The bribery schemes included delivering thousands of dollars in yellow envelopes, laundering tens of thousands of dollars in briefcases or wiring thousands of dollars through shell companies through the Seychelle Islands, Latvia, Cyprus and Switzerland to name a few.
During the time of the FBI’s investigation which began in 2009, Tenex was able to expand its American foothold with $6 billion in new utility contracts, according to documents and news reports obtained by Circa.
The case being built against Mikerin in 2010 was under the supervision of Maryland U.S. Attorney Rod Rosenstein, then an Obama appointee who now serves as President Trump’s deputy attorney general. According to court documents, the case was also handled by then Assistant FBI Director Andrew McCabe, who is currently the deputy FBI director under Trump. The Department of Justice and the FBI would not comment on the bribery investigation of Mikerin.

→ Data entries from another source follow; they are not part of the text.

Issue #338, opened 2020-09-22
TryAdd equivalent


aleksey-salow:
I want implement TryAdd equivalent for Faster. After some research I found several solutions, but need advise about correct and reliable way.

1. Operation status, returned by `Session.RMW()`. If it `NOTFOUND`, raise NewRecord flag. (status is not accessible in RMWAsync)
2. `InitialUpdater` method. If method was called, than we have new record. Return flag via ???
  a. Context. Need to be added to callback functions.
  b. Output parameter, like in Read method. If we read something, we can preprocess and return it.

Custom functions for this task for RMW method:
```
public void InitialUpdater (ref Key key, ref Value input, ref Value value)
{
    value = input ;
}

public void CopyUpdater (ref Key key, ref Value input, ref Value oldValue, ref Value newValue)
{
    newValue = oldValue ;
}

public bool InPlaceUpdater (ref Key key, ref Value input, ref Value value)
{
    return false ;
}
```

Thank you.

marius-klimantavicius:
For your custom functions - `InPlaceUpdater` should return `true`, `false` is used to force a copy of record `CopyUpdater` (mostly useful for variable length structs where new value does not fix the existing record).

What you mean by 'raise NewRecord flag'?

As I understand `Input` is intended to be used as an argument to affect RMW (it does not need to be the same type as `Value`). You could use `Input` to communicate between caller and functions (be careful with value types, if data is loaded from disk you get a copy). Your input could be a `class` containing a `Value` and some kind of status. The status would be set in custom functions - for `InitialUpdater` it would indicate that a new entry was created; `CopyUpdater` and `InPlaceUpdater` would indicate that value already exists.

There is one potential inefficiency with using RMW for this - if `CopyUpdater` is used then a record is duplicated in the log. This could be undesirable, though on the other hand it also acts as a read cache of sorts as it ensures that a record is in memory (that's why it is potential inefficiency).

aleksey-salow:
> What you mean by 'raise NewRecord flag'?

Store it somewhere, so after returning from RMW it can be read. And I'm agree that `Input` can be used for this purpose.

> if `CopyUpdater` is used then a record is duplicated in the log

As I understand it can be avoided by introducing and calling new callback at next locations, before `BlockAllocate`. Making operation cancellable, if creating new record or updating existing is not desired behavior.

[...]

PR #339, opened 2020-09-24
[C#] Async version of RMW that returns status

badrishc:
* Async version of RMW that returns status
* Improved async Read to share code with sync path

Using async RMW:

Version 1:
```cs
var status = (await session.RMWAsync(ref key, ref input)).CompleteRMW();
```

Version 2:
```cs
var r = await session.RMWAsync(ref key, ref input);
while (r.status == Status.PENDING)
   r = await r.CompleteRMWAsync();
```

Version 2 is truly async even in the rare case that RMW completion has to go pending again. This is exceedingly rare (happens only when some other operation on the same key increments the value AND that value goes back to disk before this RMW could complete its `CompleteRMW`). Therefore we offer a easier version 1 just does this rare pending work synchronously, in order to keep a much simpler API.

Related issues and PRs:
* https://github.com/microsoft/FASTER/issues/338
* https://github.com/microsoft/FASTER/pull/248
* https://github.com/microsoft/FASTER/issues/246

### DIFF
--- a/cs/samples/StoreAsyncApi/Program.cs
+++ b/cs/samples/StoreAsyncApi/Program.cs
@@ -82,7 +82,7 @@ namespace StoreAsyncApi
 
                         var key = new CacheKey(rand.Next());
                         var value = new CacheValue(rand.Next());
-                        await session.UpsertAsync(ref key, ref value, context);
+                        session.Upsert(ref key, ref value, context);
                         await session.WaitForCommitAsync();
 
                         Interlocked.Increment(ref numOps);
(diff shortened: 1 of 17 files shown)


badrishc:
Proposed breaking change: rename `CompleteRead()` and `CompleteRMW()` to `Complete()` to be consistent across operations.

OLD:
```cs
(await s.ReadAsync(...)).CompleteRead();
(await s.RMWAsync(...)).CompleteRMW();
```

NEW:
```cs
(await s.ReadAsync(...)).Complete();
(await s.RMWAsync(...)).Complete();
```

badrishc:
We have removed `UpsertAsync` and `DeleteAsync` from the public API. These are not needed as these operations never go pending in the default session mode of non-thread-affinitized (`Relaxed CPR`). In thread-affinitized sessions, they may go pending in rare cases, but thread affinitized sessions cannot use C# async operations anyway, by definition.

PR #340, opened 2020-09-27
Fixed task completion source to run continuations asynchronously.

marius-klimantavicius:
Create `TaskCompletionSource` with `TaskCreationOptions.RunContinuationsAsynchronously` (all other places already do that). I noticed the error when I tried to run a highly async code (hundreds/thousands of tasks reading from faster) and hit a "deadlock", all (> 30) threads were in 
```
                while (device.Throttle())
                {
                    Thread.Yield();
                    epoch.ProtectAndDrain();
                }
```
My guess is that thread pool was exhausted thus IO completion callbacks for reading from disk were unable to be scheduled. This happened because call to `TaskCompletionSource.TrySetResult` might try to execute the continuations in the same thread (in the thread pool) and `ReadAsync` indirectly leads to the code above. As we are exclusively using the thread we might hit a point where all thread pool threads are "unavailable" for IO completion callbacks, so we never decrement `numPending`.

### DIFF
--- a/cs/src/core/Index/FASTER/FASTERImpl.cs
+++ b/cs/src/core/Index/FASTER/FASTERImpl.cs
@@ -1558,7 +1558,7 @@ namespace FASTER.core
                 request.logicalAddress = pendingContext.logicalAddress;
                 request.record = default;
                 if (asyncOp)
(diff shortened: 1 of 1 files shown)


badrishc:
The change makes sense, thanks!

PR #2221, opened 2026-09-03
Add a DP for ColorSelector for enabling alpha channel

HO-COOH:
## Description
I see the `ColorSelector` controls is currently only used for demo `AppWindowTitleBar` customization. And the alpha channel is ignored, [see  this doc](https://learn.microsoft.com/en-us/windows/apps/develop/title-bar?tabs=wasdk#colors). So it's better to disable the alpha channel to avoid confusion. And it can be enabled using the DP if the control is used for other places in the future.

## How Has This Been Tested?
Manual.

image

## Types of changes


marcelwgn (approved):
Good catch, thank you for fixing this in a flexible way for future usages of the control!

Other agencies, including the CIA, State Department and U.S. Department of Energy were also involved in their own extensive investigations during that same period regarding Rosatom, according to several U.S. officials who spoke to Circa. It is unclear what the end results were of those investigations.
“One thing is certain, other agencies must have known what was going on but more importantly, did the CFIUS members?” said one U.S. official, who was not authorized to speak on the matter.